» **TASK OBJECTIVE**:
From the records below, extract only the lines running from the line with "additional proguard rules for shell" to the line with "If there is", both lines included, reproducing them exactly.

» **Stored data entries**:
-- Opening Marker --

PR #4427, opened 2018-11-15
Show the desired API we'd like to use

alanmcgovern:
What would need to be done to make the tests pass without us having to parse the xaml ourselves? On the face of it it looks like the existing parser should be able to fill in this information as already parses the full xaml and has all of this information.


StephaneDelcroix:
thanks for this. I get your intend. but a PR is not the right place to discuss this (and we discussed this last week)

PR #5999, opened 2019-04-24
Properly guard against statusbar usage

dotMorten:
### Description of Change ###

If you add the `Microsoft.Toolkit.Uwp.PlatformSpecificAnalyzer` nuget package, you'll find the analyzer points out these locations as not correctly guarded against usage.

### Issues Resolved ### 
Potential to hit a type that isn't present.

### API Changes ###
None

 None

### Platforms Affected ### 
- UWP

None
None

Not applicable

### Testing Procedure ###
Add the `Microsoft.Toolkit.Uwp.PlatformSpecificAnalyzer` nuget package.

You'll still see the analyzer points out the MobileStatusBar property to not be guarded. There's not really away around that except to disable the warning using `#pragma warning disable UWP001 // Platform-specific`. I didn't want to add that though, unless the nuget package gets permanently added to the project, and any usage of the property will get called out by the analyzer, so it would be safe to disable here.

### PR Checklist ###

- [ ] Has automated tests 

### DIFF
--- a/Xamarin.Forms.Platform.UAP/Platform.cs
+++ b/Xamarin.Forms.Platform.UAP/Platform.cs
@@ -339,46 +339,52 @@ namespace Xamarin.Forms.Platform.UWP
 		{
 			_bounds = new Rectangle(0, 0, _page.ActualWidth, _page.ActualHeight);
 
-			StatusBar statusBar = MobileStatusBar;
-			if (statusBar != null)
-			{
-				bool landscape = Device.Info.CurrentOrientation.IsLandscape();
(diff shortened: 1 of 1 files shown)


PureWeen:
Is this code necessary? 

Ez already does a check for this here https://github.com/xamarin/Xamarin.Forms/blob/0aef19be27eeeb1735cce898675f823a44431495/Xamarin.Forms.Platform.UAP/Platform.cs#L26 

And then does null checks.

dotMorten:
@PureWeen If you add the analyzer (which I assume you will if you increase the SDK you compile against), you'd need either that, or `#pragma warning disable UWP001` to avoid the warning

PR #6012, opened 2019-04-25
Profiler V5

kingces95:
Debug CI


kingces95:
I introduced an optional parameter on a public method. That could cause a binary break. Changed that to an overload. So fingers crossed. If this goes through then I'll try push the whole thing including the refactor of the init code to allow for piecemeal exclusion/inclusion. The refactor should be the same as before -- works locally -- but who knows.

PR #6024, opened 2019-04-26
Ehandler2

StephaneDelcroix:
report file location (in source) in addition to xpe

### DIFF
--- a/Xamarin.Forms.Core/Internals/ResourceLoader.cs
+++ b/Xamarin.Forms.Core/Internals/ResourceLoader.cs
@@ -54,6 +54,17 @@ namespace Xamarin.Forms.Internals
 			public bool UseDesignProperties { get; set; }
 		}
 
-		internal static Action<Exception> ExceptionHandler { get; set; }
+		static Action<Exception> exceptionHandler1;
+
+		[Obsolete("2 is better than 1")]
+		internal static Action<Exception> ExceptionHandler {
+			get => exceptionHandler1;
+			set {
+				exceptionHandler1 = value;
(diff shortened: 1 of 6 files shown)


Xamarin.Forms.Core/Internals/ResourceLoader.cs
```diff
@@ -53,6 +53,17 @@ public class ResourceLoadingResponse
 			public bool UseDesignProperties { get; set; }
 		}
 
-		internal static Action<Exception> ExceptionHandler { get; set; }
+		private static Action<Exception> exceptionHandler1;
```
samhouts:
```suggestion
		static Action<Exception> exceptionHandler1;
```

samhouts:
These are internal, but should we do EditorBrowsable on the obsolete for consistency?

Xamarin.Forms.Core/Internals/ResourceLoader.cs
```diff
@@ -53,6 +53,17 @@ public class ResourceLoadingResponse
 			public bool UseDesignProperties { get; set; }
 		}
 
-		internal static Action<Exception> ExceptionHandler { get; set; }
+		static Action<Exception> exceptionHandler1;
+
+		[Obsolete("2 is better than 1")]
+		internal static Action<Exception> ExceptionHandler {
```
kingces95: An obsolete internal method? Isn't that funny? Is something stopping us from updating all the call sites to use the new and improve `ExceptionHandler`?

StephaneDelcroix: some people (you know who you are, I'm looking at you 👀) are using our internals methods with different versions of Forms. So removing this would make that (👀 that one) tool fail with newer version of forms, as we don't release at the same cycle

Issue #5656, opened 2019-03-21
[Enhancement] Setup CI to install nugets into different projects and run basic tests to verify compatibility


PureWeen:
## Summary
We've added sets of ABI comparison checks to our CI so that we can validate breaking changes between releases but it would still be a good idea to have an automated process that installs a nuget and then runs a basic set of UI tests against said app.

For example it can
- pull down smart hotel 360
- install latest nugets
- click through a few basic buttons
- This should also run all of these projects with proguard and/or the new r8/d8 settings to ensure all proguard and multidex rules are working

If we had something like this in place then our ABI break with IVisualElementRenderer would have been caught a few months ago.

Ideally we can also expand this out to test default apps from 3rd parties. We can run this same set of tests against a baseline Telerik, SyncFusion, FFImageLoading, CarouselView, etc..

The cake scripts we added recently make it fairly easy to install new nugets either through the CLI or just by doing a basic string replace on the csproj files

## Intended Use Case
Verify unexpected ABI or other breaks that will cause hardship to 3rd party libraries

jfversluis:
Old and no clue what this is about anymore. Let's close it.

PR #6032, opened 2019-04-27
additional proguard rules for shell

### LINKED ISSUE #5799: [Visual] Entry control page does not load in release
### Description
If there is an entry control on the page with Visual="Material" the page will not load in Release mode on android

### Steps to Reproduce

1.  Open TheLittleThingsPlayground
2. Change MainActivity.cs code
From
``` C#
  global::Xamarin.Forms.Forms.SetFlags( "FastRenderers_Experimental", "Shell_Experimental");
  global::Xamarin.Forms.Forms.Init(this, bundle);
  LoadApplication(new App());
```
To 
``` C#
  global::Xamarin.Forms.Forms.SetFlags( "FastRenderers_Experimental" );//, "Shell_Experimental");
  global::Xamarin.Forms.Forms.Init(this, bundle);
  Xamarin.Forms.FormsMaterial.Init( this, bundle );
  LoadApplication(new App());
```

2.  start the app in release mode
3.  Go to entries page

### Expected Behavior
Entries page loads normally

### Actual Behavior
Entries page shows only a black screen

### Basic Information

- Version with issue: XF 3.6.0.220655
- IDE: Visual Studio 2017 15.9.10
- Platform Target Frameworks:
  - Android: 9.0
- Affected Devices:
All Android

This is not exclusive to TheLittleThingsPlayground, but is a good example project to illustrate the issue

PureWeen:
### Description of Change ###
Shell needs some additional help to work with proguard.

I also added a keep for multidex which will be fixed in an upcoming VS release but I figured we might as well just include it for now to remove friction

Also added a property to disable default proguard rules if users want more fine grained control

```xml
<Target Name="IncludeProguardForAndroid" Condition="'$(XFDisableDefaultProguardConfiguration)' != 'True'">
    <ItemGroup>
      <ProguardConfiguration Include="$(MSBuildThisFileDirectory)MonoAndroid10\proguard.cfg" />
    </ItemGroup>
  </Target>
```
### Issues Resolved ### 

- fixes #5799 

### Platforms Affected ### 
- Android

### Testing Procedure ###
install the nuget for this PR into a XF project using shell.  On that project enable multidex, proguard, and set the linker to full. At this point the project should run without any errors

### PR Checklist ###

- [ ] Has automated tests 

### DIFF
--- a/.nuspec/proguard.cfg
+++ b/.nuspec/proguard.cfg
@@ -1,2 +1,4 @@
 -keep class android.support.v7.widget.FitWindowsFrameLayout { *; }
 -dontwarn android.support.v7.widget.FitWindowsFrameLayout
+-keep class android.support.design.** { *; }
+-keep class android.support.multidex.MultiDexApplication { *; }
--- a/.nuspec/Xamarin.Forms.targets
+++ b/.nuspec/Xamarin.Forms.targets
@@ -161,7 +161,7 @@
     </PrepareForBuildDependsOn>
   </PropertyGroup>
   
-  <Target Name="IncludeProguardForAndroid">
+  <Target Name="IncludeProguardForAndroid" Condition="'$(XFDisableDefaultProguardConfiguration)' != 'True'">
     <ItemGroup>
       <ProguardConfiguration Include="$(MSBuildThisFileDirectory)MonoAndroid10\proguard.cfg" />
     </ItemGroup>
--- a/Xamarin.Forms.Sandbox.Android/proguard.cfg
+++ b/Xamarin.Forms.Sandbox.Android/proguard.cfg
@@ -1,2 +1,4 @@
 -keep class android.support.v7.widget.FitWindowsFrameLayout { *; }
 -dontwarn android.support.v7.widget.FitWindowsFrameLayout
+-keep class android.support.design.** { *; }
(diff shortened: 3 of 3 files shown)


.nuspec/proguard.cfg
```diff
@@ -1,2 +1,4 @@
 -keep class android.support.v7.widget.FitWindowsFrameLayout { *; }
--dontwarn android.support.v7.widget.FitWindowsFrameLayout
\ No newline at end of file
+-dontwarn android.support.v7.widget.FitWindowsFrameLayout
+-keep class android.support.design.** { *; }
```
jonathanpeppers: If you get CI in place to check these rules are working, it might be worth it to get more specific and not use `**`? If you could run XF's UITest suite with proguard+release, that would help this case.

proguard/r8 can probably strip out more code if you listed individual classes.

You can also do this to allow non-public members to get stripped:
```
-keep class android.support.design.** { public *; }
```

This is all trial and error though, you will have to run a release app with proguard on to see if you get any java missing-method exceptions at runtime.

PureWeen: Yea once we get this in place
https://github.com/xamarin/Xamarin.Forms/issues/5656

We'll look at refining this down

-- Closing Marker --

» **ANSWER BOX**:
additional proguard rules for shell

### LINKED ISSUE #5799: [Visual] Entry control page does not load in release
### Description
If there is an entry control on the page with Visual="Material" the page will not load in Release mode on android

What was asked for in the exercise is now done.